Collected data:
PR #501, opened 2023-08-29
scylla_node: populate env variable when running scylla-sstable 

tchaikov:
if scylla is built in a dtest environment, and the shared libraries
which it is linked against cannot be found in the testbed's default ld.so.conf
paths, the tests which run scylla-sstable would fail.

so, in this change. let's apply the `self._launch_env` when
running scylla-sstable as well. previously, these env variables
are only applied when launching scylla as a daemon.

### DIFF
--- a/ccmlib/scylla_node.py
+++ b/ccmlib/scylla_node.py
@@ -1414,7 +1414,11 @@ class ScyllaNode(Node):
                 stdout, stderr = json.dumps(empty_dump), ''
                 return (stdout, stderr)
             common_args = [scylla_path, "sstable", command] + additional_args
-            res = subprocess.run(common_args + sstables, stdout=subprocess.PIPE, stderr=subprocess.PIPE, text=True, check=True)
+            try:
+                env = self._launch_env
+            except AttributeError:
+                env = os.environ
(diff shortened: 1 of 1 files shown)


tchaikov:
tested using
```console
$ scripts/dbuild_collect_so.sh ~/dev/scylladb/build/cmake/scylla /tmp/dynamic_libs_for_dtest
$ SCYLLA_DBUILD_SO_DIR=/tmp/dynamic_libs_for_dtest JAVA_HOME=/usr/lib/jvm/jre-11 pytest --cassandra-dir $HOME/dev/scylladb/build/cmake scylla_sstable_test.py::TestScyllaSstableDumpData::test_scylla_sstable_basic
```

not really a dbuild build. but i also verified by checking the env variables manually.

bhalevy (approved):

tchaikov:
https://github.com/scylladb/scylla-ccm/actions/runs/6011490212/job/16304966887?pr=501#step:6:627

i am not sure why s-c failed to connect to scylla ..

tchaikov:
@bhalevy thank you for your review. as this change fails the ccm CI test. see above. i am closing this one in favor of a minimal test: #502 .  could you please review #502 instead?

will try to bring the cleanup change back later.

...

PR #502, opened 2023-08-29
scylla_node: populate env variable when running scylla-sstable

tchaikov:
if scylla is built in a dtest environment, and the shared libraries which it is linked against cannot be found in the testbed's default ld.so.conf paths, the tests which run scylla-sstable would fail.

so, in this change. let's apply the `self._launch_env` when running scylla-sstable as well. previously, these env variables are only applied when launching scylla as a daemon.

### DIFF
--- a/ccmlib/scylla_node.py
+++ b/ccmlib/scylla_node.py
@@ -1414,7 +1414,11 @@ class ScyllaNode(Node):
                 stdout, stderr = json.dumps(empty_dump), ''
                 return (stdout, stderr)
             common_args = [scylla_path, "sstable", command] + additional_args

...

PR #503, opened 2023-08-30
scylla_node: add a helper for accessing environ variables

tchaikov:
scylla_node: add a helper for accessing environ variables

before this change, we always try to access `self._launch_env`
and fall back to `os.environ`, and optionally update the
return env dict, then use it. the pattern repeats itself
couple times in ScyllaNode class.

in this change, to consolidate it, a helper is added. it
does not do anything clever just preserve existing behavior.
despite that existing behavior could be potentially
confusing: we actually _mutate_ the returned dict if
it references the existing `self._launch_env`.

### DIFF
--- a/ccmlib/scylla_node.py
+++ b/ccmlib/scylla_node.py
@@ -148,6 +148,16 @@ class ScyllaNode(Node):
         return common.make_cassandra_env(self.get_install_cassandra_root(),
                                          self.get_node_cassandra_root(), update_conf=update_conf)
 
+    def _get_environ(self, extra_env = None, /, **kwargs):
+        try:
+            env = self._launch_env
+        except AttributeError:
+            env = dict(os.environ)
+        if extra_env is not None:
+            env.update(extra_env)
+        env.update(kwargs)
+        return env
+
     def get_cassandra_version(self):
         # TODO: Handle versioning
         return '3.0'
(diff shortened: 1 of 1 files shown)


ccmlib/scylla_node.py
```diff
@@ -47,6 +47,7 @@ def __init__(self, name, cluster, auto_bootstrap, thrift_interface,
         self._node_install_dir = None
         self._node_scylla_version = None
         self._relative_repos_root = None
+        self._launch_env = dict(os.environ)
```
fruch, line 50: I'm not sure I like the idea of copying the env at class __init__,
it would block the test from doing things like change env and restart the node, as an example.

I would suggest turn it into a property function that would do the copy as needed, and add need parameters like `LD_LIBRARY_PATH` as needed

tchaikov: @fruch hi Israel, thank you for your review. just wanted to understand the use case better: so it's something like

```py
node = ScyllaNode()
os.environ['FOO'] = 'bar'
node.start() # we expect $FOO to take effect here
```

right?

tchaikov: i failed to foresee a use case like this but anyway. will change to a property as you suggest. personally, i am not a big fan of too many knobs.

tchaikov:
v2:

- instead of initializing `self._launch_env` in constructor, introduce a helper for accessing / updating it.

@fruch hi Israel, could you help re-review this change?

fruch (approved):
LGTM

▸ PROMPT: An exact number is called for here: how many lines across the records contain the word "found". Nothing else belongs in the answer.

▸ EXERCISE RESULT: 2